In the pandemic situations, like the current one (Covid-19), regulatory authorities may grant interim approvals if there is sufficient evidence to suggest a medical product is safe and effective. Final approval is granted only after completion of the trials and analysis of full data; until then, emergency use authorisation (EUA) allows the medicine or the vaccine to be used on the public.
When Emergency Use Authorization (EUA) Can be Granted by Regulatory Authorities?

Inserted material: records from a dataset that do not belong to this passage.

PR #1721, opened 2023-09-20
Restore support for SQS-fifo queues

zackgalbreath:


app/Jobs/ProcessSubmission.php
```diff
@@ -126,7 +126,7 @@ public function handle()
             $this->requeueSubmissionFile($build->Id);
         }
 
-        if (config('cdash.backup_timeframe') === 0) {
+        if (config('cdash.backup_timeframe') == 0) {
```
williamjallen, line 129: Any reason why you can't cast the config value to an int and then do strict comparison?

```suggestion
        if ((int) config('cdash.backup_timeframe') === 0) {
```

composer.json
```diff
@@ -41,7 +41,8 @@
     "paragonie/random_compat": "2.0.4",
     "pear/archive_tar": "1.4.14",
     "php-di/php-di": "7.0.2",
-    "ramsey/uuid": "4.7.4"
+    "ramsey/uuid": "4.7.4",
+    "shiftonelabs/laravel-sqs-fifo-queue": "^3.0"
```
williamjallen, line 45: It is probably a good idea to lock this to a specific version.  We use Dependabot, so this will be updated anyway, and locking it to a specific version makes it easier to add new Composer dependencies in the future without accidentally updating others at the same time.

williamjallen (commented):
A couple minor comments.  Otherwise, everything looks good to me.  I don't have an easy way to test this, so my review is only a code review.

williamjallen (approved):

PR #1725, opened 2023-09-21
Update handler: Ignore empty site field

williamjallen:
The update handler currently fails when a submission with a blank `<site>` tag is present.

If a blank site tag is included in an update XML file, CDash will now ignore it gracefully.

### DIFF
--- a/app/cdash/xml_handlers/abstract_handler.php
+++ b/app/cdash/xml_handlers/abstract_handler.php
@@ -31,8 +31,7 @@ abstract class AbstractHandler implements SaxHandler, CDashSubmissionHandlerInte
     protected $Append;
     /** @var  Build $Build */
     protected $Build;
-    /** @var  Site $Site */
-    protected $Site;
+    protected Site $Site;
     protected $SubProjectName;
 
     protected $ModelFactory;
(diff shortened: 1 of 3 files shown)


josephsnyder (commented):
@williamjallen, I'm having some trouble testing this one.  I've updated the Update2.xml file to have an empty `<Site>` param:

```
diff --git a/app/cdash/tests/data/UpdateAppend/Update_2.xml b/app/cdash/tests/data/UpdateAppend/Update_2.xml
index 1fc65cca7..c9ab94811 100644
--- a/app/cdash/tests/data/UpdateAppend/Update_2.xml
+++ b/app/cdash/tests/data/UpdateAppend/Update_2.xml
@@ -1,6 +1,6 @@
 <?xml version="1.0" encoding="UTF-8"?>
 <Update mode="Client" Generator="ctest-3.3.20150717-ga541" Append="true">
-  <Site>Dash20.kitware</Site>
+  <Site></Site>
```

but the test still fails and an error appears in the CDash log after executing the `updateappend` test: 

`[2023-09-28 18:57:02] testing.WARNING: Failed to process EmailProjectExample_-__-_0c23095d-e35d-47e2-a3a7-3efd65d65916_-_.xml with message: Attempt to read property "id" on null`

Did you modify a different test locally or do we think that error is somewhere further down the line?

williamjallen:
@josephsnyder Fixed.  I (again) made some edits after testing and forgot that builds must be associated with a site.

Eventually, we should probably loosen the non-null constraint and allow builds to have a null site, rather than associating builds with a dummy "unknown" site.

josephsnyder (approved):
Great. Thanks @williamjallen.  That makes a lot of sense.

PR #2882, opened 2025-05-12
Fix undefined variable code path in remove builds method

williamjallen:
A simple maintenance PR to remove an unused code path which contains an undefined variable.


josephsnyder (approved):
LGTM!

PR #2884, opened 2025-05-12
Remove misc. dead code

williamjallen:
This maintenance PR removes a variety of dead code snippets which aren't big enough to warrant their own PRs, but which are a nuisance to work around when developing.


josephsnyder (approved):
LGTM!

PR #2885, opened 2025-05-14
Drop MySQL support

williamjallen:
Probably the most impactful change in the 4.0 release, this PR drops support for MySQL as a CDash database backend.  CDash has historically supported both MySQL and Postgres, giving users a choice of database backends at the cost of limiting our ability use database-specific features.  Kitware has decided to drop support for MySQL as a CDash backend to allow us to focus on Postgres-specific performance improvements in CDash 4.


docs/docker.md
```diff
@@ -76,7 +76,7 @@ To set up a CDash production instance using docker compose, follow these steps:
 docker compose --env-file .env \
 	   -f docker/docker-compose.yml \
 	   -f docker/docker-compose.production.yml \
-	   -f docker/docker-compose.mysql.yml \
+	   -f docker/docker-compose.postgres.yml \
```
zackgalbreath, line 79: Should we fold the contents of `docker-compose.postgres.yml` into `docker-compose.yml` now that we only support a single database backend?

docker/docker-compose.postgres.yml
```diff
@@ -1,13 +1,11 @@
 services:
   website:
     environment:
-      DB_CONNECTION: pgsql
       DB_LOGIN: postgres
       DB_PORT: 5432
   # Uncomment this section for production postgres installations.
   #worker:
```
zackgalbreath, line 7: We should test this locally, but I think we can uncomment these lines now, saving our users a manual step in doing so.

zackgalbreath:
Our code base is also littered with multiple instances of `if (config('database.default') === 'pgsql') { ... }`, but I would be okay with cleaning these up in a subsequent PR.

docs/docker.md
williamjallen: I thought about doing that, but I think it makes sense to leave it separate in case users want to use docker compose with a separate standalone database, similar to the way we treat minio.  Thoughts?

PR #2886, opened 2025-05-15
Download GraphiQL assets during Docker build

williamjallen:
https://github.com/Kitware/CDash/pull/2876 added a command to download the assets for GraphiQL at container runtime.  In addition to causing containers to start more slowly, this approach can be problematic in air gapped networks or systems where the vendor directory is read-only.  Another downside is that the assets could be different when new container is deployed from the same image.  This PR changes the behavior to instead download the assets at image build time, or whenever the install command is run manually.


josephsnyder (approved):
Looks good and has no issue in both use cases!

PR #2887, opened 2025-05-15
Add option to customize OAuth button text

williamjallen:
Some users may want to customize the text of the OAuth buttons to reflect internal names for providers we support.  This PR adds the ability to do so by setting `*_DISPLAY_NAME` environment variables for their respective OAuth2 providers.


josephsnyder (approved):
LGTM! Nice addition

In emergency situation like Covid-19, Emergency Use Authorization can be granted by regulatory authorities like USA Food and Drug Administration (FDA), India Central Drugs Standard Control Organisation (CDSCO) only after sufficient efficacy data has been generated at the end of Phase III trials for Covid-19 vaccine. The Emergency Use Authorisation cannot be provided based on the data provided from Phase 1 or phase 2 trials. Ensuring patient safety is the highest priority while providing the approval.
USA FDA has released guidance explaining the conditions that need to be met before a vaccine receives an EUA for COVID-19. For effectiveness, this includes at least a 50% reduction in coronavirus infection. For safety, this means a strong track record through at least a median of two months of follow-up time.
Process of Emergency Use Authorization (EUA) in India?
Experts and activists say India’s drug regulations do not have provisions for an EUA, and the process for receiving one is not clearly defined or consistent. Despite this, CDSCO has been granting emergency or restricted emergency approvals to Covid-19 drugs during this pandemic — for remdesivir and favipiravir in June, and itolizumab in July.
Present Status Emergency Use Authorization (EUA) for Covid-19 Vaccines in India
In India,Pune-based Serum Institute of India (SII) has sought emergency approval for the vaccine Covishield developed along with AstraZeneca and Oxford University and Hyderabad-based Bharat Biotech sought emergency approval for the vaccine Covaxin developed in collaboration with the Indian Council of Medical Research.